Hey! you mean people should watch where they're walking? How dare you suggest such an outrageous proposal! There should be at least 20 designated fall protection officers patrolling the perimiter of the the work area to take peoles hands and lead them away from danger!


----------



## chicken89 (Mar 14, 2005)

maybe he was seeing what the commotion was... 
i am attracted to loud noises... and shiny things


----------



## rmihalek (Mar 14, 2005)

Well, the article said the guy was snowshoeing, so he could have entered the logging area from virtually any direction and perhaps never saw any hazard warnings. Also, maybe the logger was wedging over the tree and there was no saw running. Still, I question the fact that the Prof. didn't notice the activity around him....


----------



## alanarbor (Mar 14, 2005)

And that the fallers didn't notice him. A big part of a felling plan is making sure the drop zone is clear.


----------



## daddieslilgirl (Apr 3, 2005)

this is the first ive heard about this, but people are stupid. in nj when i was being a groundsperson people would actually stand under the tree looking up (with their kids in tow) while hubby was trimming! my god we had signs everywhere! they were warned numerous times, if someone had gotten hurt it was the tree co fault! these people just wouldnt stay away! so hello if you hear a chainsaw running arent you going to have brains enough to look up?? well maybe not


----------



## P_woozel (Apr 3, 2005)

Bummer but this guy ignored several alarms, the fell and buck, the unit boundary, the noise of a saw in the backcut. I also wonder if he would be considerd tresspassing? When ever anyone is approaching a faller if they are smart they do it nice and methodical and watch for the cut progressing. Unfortunately if this was indeed a logging operation the victim will be at fault I would think. :umpkin:


----------



## Newfie (Apr 3, 2005)

alanarbor said:


> And that the fallers didn't notice him. A big part of a felling plan is making sure the drop zone is clear.

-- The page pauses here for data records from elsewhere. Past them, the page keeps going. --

PR #552, opened 2024-11-28
Implement ixmp4 shim

khaeru:
This PR is intended to aid @glatterf42 in developing model data features in ixmp4. It is not a complete plan or solution for migrating ixmp-based code, workflows, and research to ixmp4; such a plan would involve many additional elements that are not in scope for this PR.

The PR:
- Adds a IXMP4Backend class that allows ixmp.Platform, ixmp.TimeSeries, and ixmp.Scenario (thus all existing code based on ixmp and message_ix) to talk to ixmp4's API. This functions as a **[shim](https://en.wikipedia.org/wiki/Shim_(computing))** between the established and new/developing APIs.
- Makes minimal changes to allow `ixmp.Platform` backed by IXMP4Backend to be created and used.
- Adjusts or parametrizes tests of the ixmp Platform, TimeSeries, and Scenario classes to run against both JDBCBackend and IXMP4Backend, ensuring the latter provides the same behaviour expected of the former per the test suite.
  - This is a precondition for migrating other code (for instance, in message-ix-models or message_data) to, first, use ixmp4 via an IXMP4Backend, and eventually, ixmp4 directly.
- Serves as a basis for iiasa/message_ix#894 and iiasa/message-ix-models#257.

## Notes

- This PR recreates #516 with a new branch name. Using the same branch name in ixmp and message_ix allows to minimize the changes to CI in message-ix-models.
- ixmp4 is not published on PyPI for Python 3.9 and can't be installed in those CI jobs. Possible ways to respond:
  - [x] Separate `ixmp4` from the `tests` dependency, and don't install it on those Pythons.
  - [x] Adjust parametrized tests to *not* import ixmp4 or run against IXMP4Backend with those Pythons.
  - [x] Document that IXMP4Backend is only available for Python >= 3.10.

## How to review

## PR checklist

- [x] Update release notes.


glatterf42:
Thanks for starting this PR! I have reworked the setup part of the tests so that `test_mp`, `mp`, and `test_mp_f` are now parametrized for `"jdbc"` and `"ixmp4"`. Please take a look and tell me what you think :)
In particular, I think some parts are not as robust as they could be, which mainly comes down to me not knowing how we want them to look. For example, `IXMP4BACKEND.__init__` takes only `**kwargs` for now, though I would like it to take something like `name: str, dsn: str | None = None`, and require `dsn` to be there if the platform `name` is not known to ixmp4. 

Aside from questions like this, I think the tests are looking good: most `[ixmp4]` tests are failing with `NotImplementedError`s, but by adding the missing functions, we should see those disappear gradually. I think I should use separate branches for that and keep this branch for the main test setup.

glatterf42:
I'm not sure if the sqlite dsn `":sqlite:///:memory:"` is sufficient for running multiple tasks on the same machine. We might have to integrate the unique `platform_name` here, too, but at least [sqlite's docs](https://www.sqlite.org/inmemorydb.html) say that each DB located at `":memory:"` is distinct from all others, so it might also work just fine.

khaeru:
> [H]ow we want them to look. For example, `IXMP4BACKEND.__init__` takes only `**kwargs` for now, though I would like it to take something like `name: str, dsn: str | None = None`, and require `dsn` to be there if the platform `name` is not known to ixmp4.

Have a look at JDBCBackend.handle_config(): https://github.com/iiasa/ixmp/blob/58e801ca1e6fe474755890b3548a09fe1e074c87/ixmp/backend/jdbc.py#L341-L397

As it stands, this method is called via Config.add_platform(); either from code or using args from the CLI. The dict returned by handle_config() is then stored in the config (file), and *should* contain only valid keyword arguments for the `Backend.__init__` method of the matching Backend subclass. For instance, JDBCBackend.handle_config() returns a dict that should be valid kwargs for `JDBCBackend.__init__`. So IXMP4Backend.handle_config() could ensure there is a DSN, or supply a default, e.g. based on whether the user selects SQLite or Postgres, or has the required package(s) installed.

This mechanism is pretty old, e.g. it predates mature Python `dataclasses`, which would probably be a cleaner way to write something like this (if we were starting from scratch today).

glatterf42:
Thanks for the suggestion :)
I'm not sure how `handle_config()` can help me in this case, though. I'd like to make the logic handling of e.g. `dsn` more robust, but this is (so far) only needed in one case. Most of the tests in `test_platform` use the `mp` or `test_mp` fixtures, which always call `ixmp_config.add_platform()` for either kind of backend. Only `test_init1` doesn't use it and instead checks that a `platform` can still be instantiated. So it would feel like cheating to `add_platform` manually in that test `if backend == "ixmp4"`. And since the test just calls `platform.__init__()`, it will only read the config, not add new things.

Maybe I'll get a better feeling for what we need or what's helpful by first trying to add some other functions that should already be supported by ixmp4 :)

khaeru:
> Maybe I'll get a better feeling for what we need or what's helpful by first trying to add some other functions that should already be supported by ixmp4 :)

Yes, agreed—I'd say our first target is to get some or more tests passing, and then we can look at tidying up any hacks that are required to get to that point. As long as we mark them clearly (`# FIXME` or in commit messages) we can come back and find those.

.github/workflows/pytest.yaml
```diff
@@ -30,7 +30,8 @@ jobs:
         - "3.12"
         - "3.13"  # Latest supported by ixmp
         gams-version:
-        - "43.4.1"  # First version including a macOS arm64 distribution
+        # - "43.4.1"  # First version including a macOS arm64 distribution
+        - "46.1.0" # Version matching the current gamsapi installation
```
glatterf42, line 34: I'm still not sure how best to handle this. Our `gamsapi` dependency has 45.7.0 as the minimum version, but with that one, the windows tests fail (for some reason I didn't investigate closer). Using 46.1.0 works fine, which was released on February 21, 2024, compared to January 19, 2024 for 45.7.0.

glatterf42:
@khaeru, I can't (meaningfully) request your review here because the PR was opened by you. In principle, this should now be good to go :)

I don't understand what's happening with the codecov checks: they seem to not run any new tests (and I've added unit tests for (almost) all new functions, so the test coverage of the new files should be almost 100%). Also, they seem to count a lot of files in `tests` as not tested.

All other failures are flaky and might need reruns to pass.

.github/workflows/pytest.yaml
glatterf42: Never mind that, in the most recent iteration, all windows runs seem to be failing because they can't find a gams installation.

glatterf42: I've now tried pushing 45.7.0 again to test if this is about installing gams from cache or fresh.

glatterf42: Didn't work. Now using 48.1.0 as the corresponding PyPI package is the first one supporting Python 3.13 (and still supporting 3.9).

glatterf42:
So `windows-latest-py3.13` failed because of some flaky test. Rerunning it now seems to yield nothing because I consistently get lots of errors that gams could not be found. Could it be that on the first run, using a new version of gams means it's installed properly (i.e. where `gamsapi` searches for it on Windows), but when rerunning the test, loading and installing from cache sets up gams in a location that `gamsapi` doesn't check? 
Unfortunately, `gamsapi` is still not open source (not that they have any known plans to change that), so likely the only thing for is would be do adjust the gams installation on Windows, because considering how frequently we run into flaky tests with this test suite, we do rely on being able to rerun tests.

glatterf42 (approved):
While this PR is not ready yet, I'm approving in case you have some great idea and now a fix for the gams-issue right away, in which case this formality should not stop you :)

glatterf42:
I have looked into the CI failures again and still don't understand them, but may have found a solution for the most critical one. 

So what I observed in the runs was that whenever I requested a gams version for `setup-gams` that was more recent than what's stored in the the cache, the CI would generally pass (except for some flakiness), but when rerunning the CI on Windows (or just running from a new commit based solely on the cache), all Windows jobs would fail with [numerous errors at test setup](https://github.com/iiasa/ixmp/actions/runs/14516329016/job/40729227140?pr=552) of the sort `Exception: Could not find a GAMS installation, must manually specify system_directory`. 
Reading the [action script](https://github.com/iiasa/actions/blob/main/setup-gams/script.py), I understood why this happens: we're always checking whether the cached `gams.exe` (if there is one) is more recent than the one that would be downloaded and if the latter one is more recent, we download it and extract the files -- unless we're on Windows, where we execute a PowerShell script that runs the official installer. 
So I was thinking: can we really expect that some cached files just work out of the box? And I decided to move the Windows-PowerShell step out of it's existing `if ... elif ... else` clause into its own `if ...`. 
I didn't adjust the other parts, so when we're running on Windows now without having a cache stored, I see this warning:

```
 [D:\a\_actions\iiasa\actions\enh\ixmp4\setup-gams\gams.exe]
  End-of-central-directory signature not found.  Either this file is not
  a zipfile, or it constitutes one disk of a multi-part archive.  In the
  latter case the central directory and zipfile comment will be found on
  the last disk(s) of this archive.
note:  D:\a\_actions\iiasa\actions\enh\ixmp4\setup-gams\gams.exe may be a plain executable, not an archive
unzip:  cannot find zipfile directory in one of D:\a\_actions\iiasa\actions\enh\ixmp4\setup-gams\gams.exe or
        D:\a\_actions\iiasa\actions\enh\ixmp4\setup-gams\gams.exe.zip, and cannot find D:\a\_actions\iiasa\actions\enh\ixmp4\setup-gams\gams.exe.ZIP, period.
```

We could remedy this by keeping an `elif uname.system == "Windows": pass` in the action.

At what point in the middle of the Maine woods do you get to drop the tree after determining the drop zone is retard-clear?


----------



## P_woozel (Apr 3, 2005)

What part of the woods anywhere can you do that? The guy made a bad choice. Looking for any more liability than that is moot.


----------



## pmuscato (Apr 5, 2005)

A sad accident. Again a struck- by fatality, the highest percent fatality category in our profession.


----------



## NickfromWI (Apr 5, 2005)

I'm suprised so many are making judgement calls on this one. That story was so vague. There's no way we can say who was at fault yet.

Any more info?

love
nick


----------



## P_woozel (Apr 6, 2005)

Go cut a unit, then you'll get a notion. Anyone who is walking up on an active show better have their wits about them. Work is being conducted in a place where is an individual CHOSE to be sneaky or careless you would not know. The info leads one to understand it happened on a logging site. I've always been suprised when the bullbuck, quality control guy or whoever "suddenly" appeared and they were working on that approach from a safe angle for quite some time I'm sure. I mean theres a saw going, trees falling, thumping crashing noises, seems kind of up front. :umpkin:


----------



## John Paul Sanborn (Apr 6, 2005)

Many of the comments are in the general nature, conjecture is not a bad thing if it adds to everyones awareness.

Though i would wait for more info before making any statements about the actions of anyone in the actual incident.

IMO even if a feller is wedging and all saws are off, there is enough noise to let people know something is going on.


----------